O SER PENSANTE

Quase atropelou a senhora de idade que atravessava a faixa de pedestres... - Será que essa velha não percebe que não dá tempo de atravessar quando o sinal já está amarelo??? – ela bradou. Acelerou mais ainda o carro. Queria chegar logo, terminar logo o que tinha a fazer e ir embora mais depressa ainda. A empresa a fizera entrar em um programa de adoção de crianças órfãs no fim de semana. – Malditas pestes. Não vou ter tempo de fazer as unhas. –

À frente viu uma poça de água grudada a um ponto de ônibus onde algumas pessoas esperavam a quase uma hora o ônibus pro outro lado da cidade. A faixa da esquerda estava parada... não dava mais pra mudar... talvez molhasse umas cinco pessoas, e daí? Ela não olharia para trás. Acelerou. Jogou tanta água que o jornal de esportes do velho aposentado se partiu em dois.

Chegou ao Zoológico onde as crianças esperavam seus pais-por-um-dia. Parou na vaga para deficientes. Nunca multavam mesmo... quem iria esperar para ver se ela estava de muletas? Comprou dois pães de queijo. Comeu um enquanto caminhava. Descobriu que comprar dois tinha sido exagero. Já estava satisfeita...

Passou por um mendigo que lhe pediu por algum trocado. – Desde ontem não como senhora. Por favor? –

- Senhora??? Vá trabalhar vagabundo! – Rosnava ela enquanto se afastava.

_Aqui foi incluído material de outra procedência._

PR #484, opened 2020-07-15
per-network service IP allocation - part 1: feature gate and preparation refactoring

h-w-chen:
**What type of PR is this?**
/kind feature

This is preparation for per-network service IP allocation:
1. introduces new feature gate PerNetworkServiceIPAlloc (off by default);
2. refactors api server code to call method instead of fetching field to get service IP alloc range object (which paves the way to per-network ip pool)

Per-network Service IP allocation is depicted in [service IP section, multi-tenant network design proposal](https://github.com/futurewei-cloud/arktos/blob/master/docs/design-proposals/multi-tenancy/multi-tenancy-network.md#service-ip).

**How to verify**:
in fact no change of behavior (unless the feature gate is explicitly turn on).
1. start arktos up by ```./hack/arktos-up.sh```
2. create a service (this works for now) with following yaml
```yaml
apiVersion: v1
kind: Service
metadata:
  name: my-nginx-no-net
  labels:
    run: my-nginx
spec:
  ports:
  - port: 80
    protocol: TCP
  selector:
    run: my-nginx
```
3. verify the named service created inside k8s service IP range
``` 
$ ./cluster/kubectl.sh get svc
NAME           TYPE        CLUSTER-IP   EXTERNAL-IP   PORT(S)   AGE
kubernetes     ClusterIP   10.0.0.1     <none>        443/TCP   41m
my-nginx-no-net   ClusterIP   10.0.0.105   <none>        80/TCP    8m3s
```
If you want to further verify service that has explicit network, continue with
4. create network CRD by ```./cluster/kubectl.sh create -f ./pkg/controller/artifacts/crd-network.yaml```
5. create network test2 using yaml
```yaml
kind: Network
metadata:
  name: test2
spec:
  type: flat
  service:
    ipam: Arktos
```
6. create a service associated to test2 network, using yaml
```yaml
apiVersion: v1
kind: Service
metadata:
  name: my-nginx-svc
  labels:
    run: my-nginx
spec:
  ports:
  - port: 80
    protocol: TCP
  selector:
    run: my-nginx
```
7.verify the service also gets IP address from k8s pool
```
$ ./cluster/kubectl.sh get svc my-nginx-svc
NAME           TYPE        CLUSTER-IP   EXTERNAL-IP   PORT(S)   AGE
my-nginx-svc   ClusterIP   10.0.0.185   <none>        80/TCP    26m
``` 

* This PR is intended to keep small and focused for ease of review. There will be another PR providing the method implementation and additional test code. 
* As this PR does not change behavior (when the feature gate if off by default), no new unit test cases is written; test code was changed only to reflect the newly refactored method in prod package.

Partial: No by default; Yes potentially.

```release-note
If kube-apiserver start with --feature-gates=PerNetworkServiceIPAlloc=true, service IP address shall be allocated from network service IP pool (which is on the way)
```


staging/src/k8s.io/arktos-ext/pkg/apis/arktosextensions/v1/types.go
```diff
@@ -93,6 +93,9 @@ const (
 	NetworkLabel = "arktos.futurewei.com/network"
 	// network related annotation keys
 	NetworkReadiness = "arktos.futurewei.com/network-readiness"
+
+	// NetworkDefaul is the default network name
```
chenqianfzh, line 97: NIt type: NetworkDefaul

pkg/registry/core/service/storage/rest.go
```diff
@@ -222,34 +232,27 @@ func (rs *REST) Export(ctx context.Context, name string, opts metav1.ExportOptio
...
 	net := network.(*unstructured.Unstructured)
-	netSpec := net.Object["spec"].(map[string]interface{})
-	if s, ok := netSpec["service"]; ok {
-		netSvc := s.(map[string]interface{})
-		if v, ok := netSvc["ipam"]; ok {
-			if vs, ok := v.(string); ok {
-				return vs == string(arktosextensionsv1.IPAMExternal), nil
-			}
-		}
+	if ipam, ok, err := unstructured.NestedString(net.Object, "spec", "service", "ipam"); err == nil && ok {
```
chenqianfzh, line 254: nice refactoring.

pkg/registry/core/service/storage/rest.go
```diff
@@ -125,6 +126,15 @@ var (
 	_ rest.StorageVersionProvider = &REST{}
 )
 
+// getServiceIPs gets ip allocator object suited for the service on basis of its associated network
+func (rs *REST) getServiceIPs(service *api.Service) (ipallocator.Interface, error) {
```
chenqianfzh, line 130: I have a bit concern about the naming. Here the function does not return the IPs, instead it returns the allocator. Is it better to rename the func as getServiceIPAlloc?

staging/src/k8s.io/arktos-ext/pkg/apis/arktosextensions/v1/types.go
h-w-chen: will correct

pkg/registry/core/service/storage/rest.go
h-w-chen: point made. will change the method name as suggested.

- Senhora? Senhora? Tenho apenas 35! Que se dane ele! –

Passando pelas latas de lixo foi logo jogando seu pão de queijo.

– Essas latas merecem mais que o indigente... –

Não observou apenas o fato de que a lata que ela jogava trazia os dizeres: plástico. Mas não acertou... o pão de queijo bateu na beirada e caiu no chão. Ela viu. Mas deixou. Estava com pressa. - E se não tiver lixo como o pessoal da limpeza sobrevive? –

Encontrou o resto do grupo. Começaram o passeio. Viram o Hipopótamo, a Girafa. A menina de mão dada com ela mal conseguia ver os animais. Ela era a primeira a chegar e a sair. E nem olhava no rosto da pequena garota. Tirou um cigarro e começou a fumar mesmo diante dos olhares acusadores dos outros pais do grupo.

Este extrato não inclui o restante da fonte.